Electronic Design

Filter Improves Stop-Band Rejection

Most op amps have a low output impedance at frequencies well below their closed-loop bandwidth, but as frequency increases, so does the output impedance. When the op amp is used in a Sallen-Key low-pass filter, this increase in output impedance can reduce the filter's stopband rejection.

However, a simple emitter-follower buffer amplifier at the op amp's output can reduce the effects of the higher output impedance and improve the stop-band rejection.

The effect of increased output impedance can be seen in the basic Sallen-Key low-pass filter (including the dashed line for feedback in Fig. 1). When frequency increases, capacitor C2 (connected between the input and output) along with input resistor R4 form a voltage divider with the op amp's output impedance. This division ratio is the stop-band rejection of the filter, and the higher the output impedance, the lower the stop-band rejection.

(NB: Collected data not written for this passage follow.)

PR #10001, opened 2025-02-21
aws - cross-account filter - return_allowed property

jerryhxu:
This PR adds a new property in `cross-account` filter. Current version of `cross-account` filter will filter out all policy statement violations. However in some use cases, we would like to see those resources that have statements that meet whitelist conditions. Therefore, I add a new property `return_allowed`. By default, its value is false. So there should be no impact to any existing policies.

The following is 1 policy example: - name: test-sns-policy
```
  resource: aws.sns
  filters:
  - type: cross-account
    return_allowed: True
    whitelist: 
      - '11111111111'
```

The use case of this PR is to write a custodian policy to find out a resource that contains policy statements that meet whitelist conditions.

For example, I have 2 resources:
1. The first resource contains 1 policy statement that meets whitelist conditions.
2. The second resource contains 2 policy statements. The first one meets whitelist conditions, while the second one is a violation. 

If I run a policy with the above filter, it should be able to filter out two resources


c7n/filters/iamaccess.py
```diff
@@ -93,11 +98,14 @@ def check(self, policy_text):
...
 
-        violations = []
+        whitelist_ststatements, violations = [], []
+
         for s in policy.get('Statement', ()):
             if self.handle_statement(s):
                 violations.append(s)
-        return violations
+            else:
+                whitelist_ststatements.append(s)
```
kapilt, line 107: typos on spelling

tests/test_sns.py
```diff
@@ -958,6 +958,29 @@ def test_sns_metrics(self):
...
+                    },
+                ],
+            },
+            session_factory=session_factory,
+            config={'region': 'us-east-2'}
+        )
+        resources = p.run()
+
+        self.assertEqual(len(resources), 1)
+        self.assertEqual(resources[0]["TopicArn"], 'arn:aws:sns:us-east-2:644160558196:foo')
```
kapilt, line 982: validate annotation exists

c7n/filters/iamaccess.py
```diff
@@ -265,11 +275,13 @@ class CrossAccountAccessFilter(Filter):
 
     policy_attribute = 'Policy'
     annotation_key = 'CrossAccountViolations'
+    whitelist_key = 'CrossAccountWhitelists'
```
kapilt, line 278: rename to allow lists

jerryhxu: It is renamed.

c7n/filters/iamaccess.py
jerryhxu: Fixed.

tests/test_sns.py
jerryhxu: Assertion added.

Stop-band rejection can be improved by breaking the feedback loop and adding a buffer amplifier, which lowers the amplifier's output impedance. Transistor Q1 and resistors R1 and R2 form an emitter follower that buffers the op amp output and provides a low output impedance beyond the bandwidth of the op amp. Because transistor Q1 is inside the feedback loop, degradation in the filter dc and pass-band response are avoided.

Spice simulations indicate a 20-dB improvement in stop-band rejection for the filter (Fig. 2).